CEMBED: free local embeddings, cached, with no API key
Embeddings usually mean an API key and a per-token bill. CEMBED turns text into vectors using the bundled ONNX model, locally, for free — and caches repeats so the second call is instant.
Embedding text is table-stakes infrastructure that quietly costs money and leaks data: most teams call a hosted embeddings API, paying per token and shipping their text to a third party. CEMBED removes both costs — it embeds text with the bundled all-MiniLM-L6-v2 ONNX model, in-process, with no API key and no egress.
It also remembers. Repeated text — and production traffic is full of repeats — is served from an embedding micro-cache, so the second CEMBED of the same string is effectively free and instant. That's the same micro-cache that turns exact-repeat semantic lookups from milliseconds into microseconds, exposed as a primitive you can call directly.
Reuse only when meaning, structure, confidence, and trust all agree.

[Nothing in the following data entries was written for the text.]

PR #13718, opened 2021-11-22
Rename LTP variables with prefix for the corresponding module

b10n1k:
following the name convention that kernel modules uses and for the sake of sanity between those which are used for the same exact purpose.
that also will make the variable more specific. for instance
COMMAND_EXCLUDE - LTP_COMMAND_EXCLUDE
COMMAND_FILE - LTP_COMMAND_FILE

- Related ticket: https://progress.opensuse.org/issues/98334
- Verification run: https://openqa.suse.de/t7719617
https://openqa.suse.de/tests/7725754 for d7c99b0d659e9e17ae910bd4f6848adb72d631d9

### DIFF
--- a/variables.md
+++ b/variables.md
@@ -36,8 +36,6 @@ CLUSTER_TYPES | string | false | Set the type of cluster that have to be analyze
 CONTAINER_RUNTIME | string | | Container runtime to be used, e.g.  `docker`, `podman`, or both `podman,docker`.
 CONTAINERS_NO_SUSE_OS | boolean | false | Used by main_containers to see if the host is different than SLE or openSUSE.
 CONTAINERS_UNTESTED_IMAGES | boolean | false | Whether to use `untested_images` or `released_images` from `lib/containers/urls.pm`.
-COMMAND_FILE | string | | The LTP test command file (e.g. syscalls, cve)
-COMMAND_EXCLUDE | string | | This regex is used to exclude tests from LTP command file.
 CPU_BUGS | boolean | | Into Mitigations testing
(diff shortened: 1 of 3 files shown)


grisu48 (approved):
LGTM :rocket: 

I'd like to see one VR with a intact job schedule, then we can merge. As long as LTP runs, it should be safe, IMHO we don't need to wait for a full run.

pdostal (approved):
:rocket:

asmorodskyi (approved):
LGTM , can be merged but after VR

jlausuch (approved):

czerw:
We use `LTP_COMMAND_FILE` and `LTP_COMMAND_EXCLUDE` already and changed files are use by public cloud only. It seems ok for.  But better doublecheck @mdoucha @pevik could  you please review as well?

variables.md
```diff
@@ -96,6 +94,8 @@ LIVECD | boolean | false | Indicates live image being used.
 LIVE_INSTALLATION | boolean | false | If set, boots the live media and starts the builtin NET installer.
 LIVE_UPGRADE | boolean | false | If set, boots the live media and starts the builtin NET installer in upgrade mode.
 LIVETEST | boolean | false | Indicates test of live system.
+LTP_COMMAND_FILE | string | | The LTP test command file (e.g. syscalls, cve)
+LTP_COMMAND_EXCLUDE | string | | This regex is used to exclude tests from LTP command file.
```
pevik, line 98: LGTM. FYI we document these variables already in tests/kernel/run_ltp.pm. Also there are more variables, LTP_COMMAND_PATTERN in "our" LTP scripts. Not sure if it's a good idea to document some variables here and some in test modules.

pevik (approved):

czerw (approved):
LGTM

variables.md
jlausuch: I would favor for `variables.md`, which is more visible.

Having a free local embedder as a command, not just an internal detail, is more useful than it sounds. It means the embedding behind your retrieval, your clustering, your dedup, or your own semantic feature comes from the same model the cache uses — consistent vectors, one dependency, no bill — and you can build on it without standing up an embedding service.
The bottom line
The cheapest embedding is the one you already computed; the second cheapest is the one that never left your machine. CEMBED is both, which is why it's the quiet foundation the rest of the intelligence layer stands on.